- **Task**: Write out all of the data exactly as it appears.

- **Data**:
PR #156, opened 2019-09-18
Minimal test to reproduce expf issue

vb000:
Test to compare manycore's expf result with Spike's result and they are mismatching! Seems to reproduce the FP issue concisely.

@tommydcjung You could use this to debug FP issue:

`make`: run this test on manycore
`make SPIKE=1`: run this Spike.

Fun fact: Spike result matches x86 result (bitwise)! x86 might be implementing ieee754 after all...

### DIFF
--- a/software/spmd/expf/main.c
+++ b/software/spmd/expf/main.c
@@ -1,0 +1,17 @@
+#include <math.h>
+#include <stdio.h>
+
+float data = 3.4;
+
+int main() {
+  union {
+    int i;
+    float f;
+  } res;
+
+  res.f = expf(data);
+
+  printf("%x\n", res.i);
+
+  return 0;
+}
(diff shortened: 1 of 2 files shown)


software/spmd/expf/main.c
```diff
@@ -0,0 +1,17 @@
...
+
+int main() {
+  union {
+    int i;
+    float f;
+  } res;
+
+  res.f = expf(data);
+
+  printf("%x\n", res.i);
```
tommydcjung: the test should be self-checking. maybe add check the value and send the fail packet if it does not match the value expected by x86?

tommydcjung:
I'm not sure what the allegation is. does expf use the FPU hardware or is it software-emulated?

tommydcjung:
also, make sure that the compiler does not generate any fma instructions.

- **Response area**:
PR #156, opened 2019-09-18
Minimal test to reproduce expf issue

vb000:
Test to compare manycore's expf result with Spike's result and they are mismatching! Seems to reproduce the FP issue concisely.

@tommydcjung You could use this to debug FP issue:

`make`: run this test on manycore
`make SPIKE=1`: run this Spike.

Fun fact: Spike result matches x86 result (bitwise)! x86 might be implementing ieee754 after all...

### DIFF
--- a/software/spmd/expf/main.c
+++ b/software/spmd/expf/main.c
@@ -1,0 +1,17 @@
+#include <math.h>
+#include <stdio.h>
+
+float data = 3.4;
+
+int main() {
+  union {
+    int i;
+    float f;
+  } res;
+
+  res.f = expf(data);
+
+  printf("%x\n", res.i);
+
+  return 0;
+}
(diff shortened: 1 of 2 files shown)


software/spmd/expf/main.c
```diff
@@ -0,0 +1,17 @@
...
+
+int main() {
+  union {
+    int i;
+    float f;
+  } res;
+
+  res.f = expf(data);
+
+  printf("%x\n", res.i);
```
tommydcjung: the test should be self-checking. maybe add check the value and send the fail packet if it does not match the value expected by x86?

tommydcjung:
I'm not sure what the allegation is. does expf use the FPU hardware or is it software-emulated?

tommydcjung:
also, make sure that the compiler does not generate any fma instructions.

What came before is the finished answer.